The point is, I've already had a long, sprawling, disjointed conversation with
the interested party. Don't expect someone to do manual data entry that will
never actually be kept current enough to be useful, and don't force me to have
the same conversation twice.

------
hakfoo
To me, it would look a lot like Basecamp with tickets.

You'd open a thread like a typical nested message board-- say "Red Widgets
Project -> 2019 release 2 -> [Maintenance Team] Support Blue Widgets". There
would be a series of posts, probably the first one being "We need blue widget
support for customer xyz". At the bottom of the post would be links to one or
more tickets for the described task. Then there'd be followup messages,
discussing the feasibility of blue widgets, clarifying what blue widgets need
different, or noting things they discovered in the process. Maybe late in the
process, they add other tickets for "fix blue widgets turning yelliw" or
"prevent SQL injection on the blueness value", and each one appears at the
bottom of the message that spawned it.

The tickets can have individual lifecycles, but the discussion threads would
move back and forth based on activity like message boards do. Importantly,
they remain both browsable and searchable, even if you have to click through a
bunch of pagination. Maybe the threads can be flagged as "task complete" or
other statuses to improve searchability.

The discussion that goes around a ticket-- how to reproduce, the decision
making process, context associated with the issue-- has long term value. In a
ticket-centric system, this all gets attached to the ticket, which disappears
into the void when it's marked complete. This model leaves i intact, and
treats the tickets as decoration.

------
megous
No one size fits all and there's no ideal. Choice is necessary.

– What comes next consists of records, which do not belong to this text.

PR #16923, opened 2025-02-11
Experiment - mock debounce in send form unit test

martykan:
This PR is attempting to address a failing unit test related to ETH fee estimation in the send form. There is some nondeterministic behavior - sometimes the test makes 3 calls instead of 2.

Screenshot 2025-02-17 at 08 59 49

My hypothesis is that this is caused by timing related factors, so I’m trying to mock the debounce function to eliminate waiting time to get a more consistent test outcome.


mroz22 (approved):
looks legit

PR #16927, opened 2025-02-11
fix(connect): test install to use target ES2019

karliatto:
## Description
It looks like target `ES2022` was not required, having `ES2019` with `DOM,ES2022.error` lib was enough to satisfy typescript.

### DIFF
--- a/packages/connect/e2e/test-yarn-install.sh
+++ b/packages/connect/e2e/test-yarn-install.sh
@@ -22,5 +22,5 @@ echo import TrezorConnect from \"@trezor/connect\" >index.ts
 
 # compile with typescript
 yarn add typescript@5.5.4
-yarn tsc ./index.ts --types node,w3c-web-usb --esModuleInterop --target ES2022 --module commonjs 
+yarn tsc ./index.ts --types node,w3c-web-usb --esModuleInterop --lib ES2022,DOM --target ES2019 --module commonjs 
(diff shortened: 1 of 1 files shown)


mroz22 (commented):
yes, lets target the minimum required levels. 
didn't you want to change 
```
--lib ES2022,DOM,ES2022.error
```
 to
```
--lib DOM,ES2022.error
```
?

karliatto:
> yes, lets target the minimum required levels. didn't you want to change
> 
> ```
> --lib ES2022,DOM,ES2022.error
> ```
> 
> to
> 
> ```
> --lib DOM,ES2022.error
> ```
> 
> ?

I tested and ES2022 is required but `ES2022.error` was not. So I removed it.

karliatto:
It will also work with `--target ES2015` but I set it for `ES2019` since is what we use in the project.

karliatto:
@mroz22 What do you think? should we do like this? 
We can do a minor release and add a good explanation to the changelog regarding the types.
At the end it should just work adding to lib configuration in typescript ` ES2022,DOM` if they are using some target below ES2022.
If they are using target above ES2022 there should not be any configuration changed.

karliatto:
Closing since we have made ES2022 the default target for connect libraries.

https://github.com/trezor/trezor-suite/pull/17010

PR #16930, opened 2025-02-11
fix(connect): releasing device on browser reload using sendBeacon api

mroz22:
still wip... ignore 

fig 1: firing release request. query string parameter has only informative purpose 

image

### DIFF
--- a/packages/connect/src/device/Device.ts
+++ b/packages/connect/src/device/Device.ts
@@ -550,6 +550,7 @@ export class Device extends TypedEmitter<DeviceEvents> {
                     // note 3: in 99% of cases we send this message unnecessarily. as @Szymon pointed out, it might be better to catch this call and repeat it.
                     // note 4: this case can happen also in the 'if' branch. 1] reload app, 2], browser doesn't fire release in time, 3] you get unacquired device, 4] you click
                     //         the 'use device here' button and here you go. Yet I didn't want to burden every TrezorConnect method call with this but we may reconsider this.
+                    // note 5: ad note 4. it is not so problematic anymore since cleanup on dispose has been improved in https://github.com/trezor/trezor-suite/pull/16930
                     if (['v1', 'bridge'].includes(this.protocol.name)) {
                         _log.debug(
                             'sending a preventive cancel on the first encounter with the device',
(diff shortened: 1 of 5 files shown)


packages/suite-web/e2e/tests/wallet/discovery.test.ts
```diff
@@ -29,6 +31,18 @@ describe('Discovery', () => {
         cy.log('all available networks should return something from discovery');
 
         cy.getTestElement('@dashboard/loading', { timeout: 1000 * 10 });
+
+        // wait randomly between 1000 and 4000 ms
+        cy.wait(getRandomInt(1, 40) * 100);
```
marekrjpolak, line 36: This isn't 1000 to 4000 ms.
```suggestion
        // wait randomly between 1000 and 4000 ms
        cy.wait(getRandomInt(1, 4) * 1000);
```

packages/connect/src/device/Device.ts
```diff
@@ -1170,12 +1171,13 @@ export class Device extends TypedEmitter<DeviceEvents> {
...
-    async dispose() {
+    dispose() {
         this.removeAllListeners();
         if (this.session && this.lastAcquiredHere) {
             try {
-                await this.cancelableAction?.();
-                await this.commands?.cancel();
+                // note for review: these deleted lines might not be needed anymore - in case of reload we don't have enough time
+                // anyway, so seems to be enough to release session so that we don't get 'unacquired' device after reloading. If
+                // anything stays on the screen, it will get flushed away by the initial Cancel (see device run method)
```
marekrjpolak: This seems true. The only thing `commands.cancel()` does is setting `disposed` flag and the only thing `cancelableAction()` may do is to send Cancel to device, which is now done in `runInner`.

In that case, this try/catch can be completely removed and `this.transport.release` returned directly.

marekrjpolak (approved):
Looks good in general. I also tried some cases and it behave reasonably (second tab cannot acquire the device until the first one is open, but when I close it, the second one send Cancel and continue normally), but I believe in your testing more in this case.

mroz22:
> I also tried some cases and it behave reasonably (second tab cannot acquire the device until the first one is open

Hmm this shoudln't be happening. It may now only happen for webusb. more in here #16928

bosomt:
**QA OK**

**Info:**
 - Suite version: web 25.3.1 (e5b4203432360b831bb87d2bbfb2e0131e8aeae0)
 - Browser: Mozilla/5.0 (Macintosh; Intel Mac OS X 10_15_7) AppleWebKit/537.36 (KHTML, like Gecko) Chrome/133.0.0.0 Safari/537.36
 - OS: MacIntel
 - Screen: 1421x838
 - Device: Trezor T2B1 2.8.9 regular (revision fad9682201cf9289bba2adb66e6e07ed1cf78936)

PR #20535, opened 2025-08-01
fix: Temporary downgrade of tenv

HajekOndrej:
## Related Issue

Resolve 

## Screenshots:

🔍🖥️ **Suite native android test results:** [View in Currents](https://app.currents.dev/projects/iUe1Y4/runs?branch=fix-downgrade-tenv&lookback=7)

There are some universals though. Fast. I hate waiting 10s for page loads in
Jira or anything really, if I'm searching for something.

Good data export. Jira is very good with this. You can get XML with all the
information, IDs, relationships between things, comments, etc in a single
call.

With this I can create a tool personalized for my particular use of the issue
tracker, and only go to the issue tracker's website for non-routine tasks.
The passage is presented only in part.